Arbitration agreements between skilled nursing operators and residents have become a key battleground in the long-term care space, as the Centers for Medicare & Medicaid Services (CMS) seeks to roll back an Obama-era regulation that would have banned them.
But the fight over arbitration clauses — which prevent parties from seeking legal remedies from disputes in favor of a third-party process — also extends to employees, and a Supreme Court case could soon decide their fate.
Long-term care providers should keep a close eye on National Labor Relations Board v. Murphy Oil USA, lawyer Thomas Keim, Jr. told an audience at the American Health Care Association’s (AHCA) annual convention and expo in Las Vegas on this week.
That case, heard by the Supreme Court earlier this month, could decide whether employers can require workers to enter into arbitration agreements. These clauses help companies protect themselves against costly class-action lawsuits, as they require employees to work out wage or other employment issues individually, according to Keim, a partner at FordHarrison LLP in Spartanburg, S.C.

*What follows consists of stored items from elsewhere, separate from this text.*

PR #781, opened 2020-11-13
Pull in some Kafka consumer metrics for the AbstractKafkaBasedConnectorTask

somandal:
This PR pulls in the following Kafka consumer metrics:

- consumer-offset-watermark-span
- consumer-liclosest-data-loss-estimation

These metrics are not present in JMX, so they need to be manually pulled in via the consumer.metrics() API.
This PR also bumps up the LiKafkaVersion to ensure that the above metrics are present.

### DIFF
--- a/datastream-kafka-connector/src/main/java/com/linkedin/datastream/connectors/kafka/KafkaBasedConnectorTaskMetrics.java
+++ b/datastream-kafka-connector/src/main/java/com/linkedin/datastream/connectors/kafka/KafkaBasedConnectorTaskMetrics.java
@@ -7,11 +7,18 @@ package com.linkedin.datastream.connectors.kafka;
 
 import java.util.ArrayList;
 import java.util.Collections;
+import java.util.HashMap;
 import java.util.List;
 import java.util.Map;
+import java.util.Optional;
 import java.util.concurrent.ConcurrentHashMap;
 import java.util.concurrent.atomic.AtomicLong;
+import java.util.function.Supplier;
 
+import org.apache.commons.lang3.StringUtils;
+import org.apache.kafka.clients.consumer.Consumer;
+import org.apache.kafka.common.Metric;
+import org.apache.kafka.common.MetricName;
 import org.slf4j.Logger;
 
 import com.codahale.metrics.Histogram;
@@ -45,6 +52,10 @@ public class KafkaBasedConnectorTaskMetrics extends CommonConnectorMetrics {
   public static final String TIME_SPENT_BETWEEN_POLLS_MS = "timeSpentBetweenPollsMs";
   // keeps track of process + send time per event returned from poll() in nanoseconds
   public static final String PER_EVENT_PROCESSING_TIME_NANOS = "perEventProcessingTimeNs";
+  // keeps track of the sum of how far the safe offset is behind the watermark for all TopicPartitions
+  public static final String CONSUMER_OFFSET_WATERMARK_SPAN = "consumerOffsetWatermarkSpan";
+  // keeps track of how many times the consumer had OffsetOutOfRangeException or NoOffsetForPartitionException
+  public static final String CONSUMER_LICLOSEST_DATA_LOSS_ESTIMATION = "consumerLiclosestDataLossEstimation";
 
   private static final Map<String, AtomicLong> AGGREGATED_NUM_TOPICS = new ConcurrentHashMap<>();
   private static final Map<String, AtomicLong> AGGREGATED_NUM_CONFIG_PAUSED_PARTITIONS = new ConcurrentHashMap<>();
@@ -74,6 +85,8 @@ public class KafkaBasedConnectorTaskMetrics extends CommonConnectorMetrics {
   private final Histogram _timeSpentBetweenPollsMsMetric;
   private final Histogram _perEventProcessingTimeNanosMetric;
   private final String _fullMetricsKey;
+
+  private boolean _kafkaConsumerMetricsRegistered = false;
 
   KafkaBasedConnectorTaskMetrics(String className, String metricsKey, Logger errorLogger,
       boolean enableAdditionalMetrics) {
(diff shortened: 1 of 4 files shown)


datastream-kafka-connector/src/main/java/com/linkedin/datastream/connectors/kafka/KafkaBasedConnectorTaskMetrics.java
```diff
@@ -151,6 +201,11 @@ public void deregisterMetrics() {
       DYNAMIC_METRICS_MANAGER.unregisterMetric(_className, _key, TIME_SPENT_BETWEEN_POLLS_MS);
       DYNAMIC_METRICS_MANAGER.unregisterMetric(_className, _key, PER_EVENT_PROCESSING_TIME_NANOS);
     }
+
+    if (_kafkaConsumerMetricsRegistered) {
```
ahmedahamid, line 205: I don't have a strong opinion on the matter but `unregisterMetric` no-ops if the metrics hasn't been registered. This may spare you having to maintain and check `_kafkaConsumerMetricsRegistered`.

datastream-kafka-connector/src/main/java/com/linkedin/datastream/connectors/kafka/KafkaBasedConnectorTaskMetrics.java
```diff
@@ -130,6 +143,43 @@
...
+
+    Supplier<Double> offsetResetSupplier = () -> getConsumerLiclosestDataLossEstimationMetric(consumer, clientId);
+    DYNAMIC_METRICS_MANAGER.registerGauge(_className, _key, CONSUMER_LICLOSEST_DATA_LOSS_ESTIMATION, offsetResetSupplier);
+
+    _kafkaConsumerMetricsRegistered = true;
+  }
+
+  private double getConsumerOffsetWatermarkSpanMetric(Consumer<?, ?> consumer, String clientId) {
+    return getConsumerMetricValue(consumer, clientId, "consumer-offset-watermark-span");
+
```
ahmedahamid, line 169: nit: remove empty line

datastream-kafka-connector/src/main/java/com/linkedin/datastream/connectors/kafka/KafkaBasedConnectorTaskMetrics.java
```diff
@@ -130,6 +143,43 @@
...
   }
 
+  /**
+   * Register some of the Kafka consumer metrics of interest. This cannot be done as part of the constructor
+   * as the Kafka consumer may be created at a later time than this object.
+   * @param consumer the Kafka consumer for which to register the metrics
+   * @param clientId the Kafka consumer's client.id
+   */
+  public void registerKafkaConsumerMetrics(Consumer<?, ?> consumer, String clientId) {
+    if (consumer == null || StringUtils.isBlank(clientId)) {
```
ahmedahamid, line 153: Why not throw on null consumer (and possibly `clientId` as well)?

datastream-kafka-connector/src/main/java/com/linkedin/datastream/connectors/kafka/KafkaBasedConnectorTaskMetrics.java
```diff
@@ -130,6 +143,43 @@
...
+
+  private double getConsumerLiclosestDataLossEstimationMetric(Consumer<?, ?> consumer, String clientId) {
+    return getConsumerMetricValue(consumer, clientId, "consumer-liclosest-data-loss-estimation");
+  }
+
+  private double getConsumerMetricValue(Consumer<?, ?> consumer, String clientId, String metricName) {
+    Map<String, String> tags = new HashMap<>(2);
+    tags.put("client-id", clientId);
+    MetricName name = new MetricName(metricName, "lnkd", "", tags);
+    return Optional.ofNullable(consumer).map(c -> c.metrics().get(name)).map(Metric::value).orElse(0.0);
```
ahmedahamid, line 180: I don't think `consumer` can be null since you already guard against that prior to calling `getConsumerMetricValue()`. The suppliers/lambdas are bound to the `consumer` param.

ahmedahamid, line 180: Are you deliberately using the deprecated `Metric::value` instead of `Metric.metricValue()` + casting?

ahmedahamid (approved):

datastream-kafka-connector/src/main/java/com/linkedin/datastream/connectors/kafka/KafkaBasedConnectorTaskMetrics.java
somandal: I've removed the consumer check, as if the consumer is null, we _should_ throw. I do believe that clientId isn't a mandatory consumer config, due to which I'd like to ensure that we don't throw an exception if this is blank, so keeping this one around.

datastream-kafka-connector/src/main/java/com/linkedin/datastream/connectors/kafka/KafkaBasedConnectorTaskMetrics.java
somandal: oops, done

datastream-kafka-connector/src/main/java/com/linkedin/datastream/connectors/kafka/KafkaBasedConnectorTaskMetrics.java
somandal: Yeah good point. Have refactored this bit.

somandal: As discussed offline, my usage of the deprecated `Metric::value` was indeed deliberate. For using `Metric.metricValue()` + casting, you need to know the metric type, and unfortunately if Kafka changes the metric type underneath us, it can cause us to not emit the metric and there is no easy way to know why. On the other hand, if the deprecated method is removed or if the behavior is buggy, we have a problem too. Decided to go with the `Metric.metricValue()` + casting

datastream-kafka-connector/src/main/java/com/linkedin/datastream/connectors/kafka/KafkaBasedConnectorTaskMetrics.java
somandal: Removed the extra check and removed the boolean

datastream-kafka-connector/src/main/java/com/linkedin/datastream/connectors/kafka/KafkaBasedConnectorTaskMetrics.java
ahmedahamid: Thank you

datastream-kafka-connector/src/main/java/com/linkedin/datastream/connectors/kafka/KafkaBasedConnectorTaskMetrics.java
ahmedahamid: Makes sense. Feel free to add a validate.notnull for `consumer`, too.

ahmedahamid (approved):

jzakaryan (approved):
LGTM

For instance, Keim said, if two or more employees band together and claim they have been shortchanged for work performed during lunch periods, a company could find itself on the hook for back wages for all similar employees at the firm — whether or not their paychecks were handled improperly.
“The costs of defending it are staggering,” Keim said.
But federal labor officials have argued that such clauses violate laws that protect workers’ rights to take collective actions against employers. Now it’s up for the high court to decide, with a ruling expected before the end of 2017.
In the meantime, Keim suggested using a time-tracking system that requires employees to confirm that they received uninterrupted lunch breaks. But that system only works, Keim said, if everyone is encouraged to be honest: Labor officials will be suspicious if employees never report they have any issues with wages or hours.
Other legal landmines
Keim ran through multiple other hot-button legal issues that could soon affect long-term care providers, including the growing movement to “ban the box” — or preventing employers from asking about applicants’ criminal pasts.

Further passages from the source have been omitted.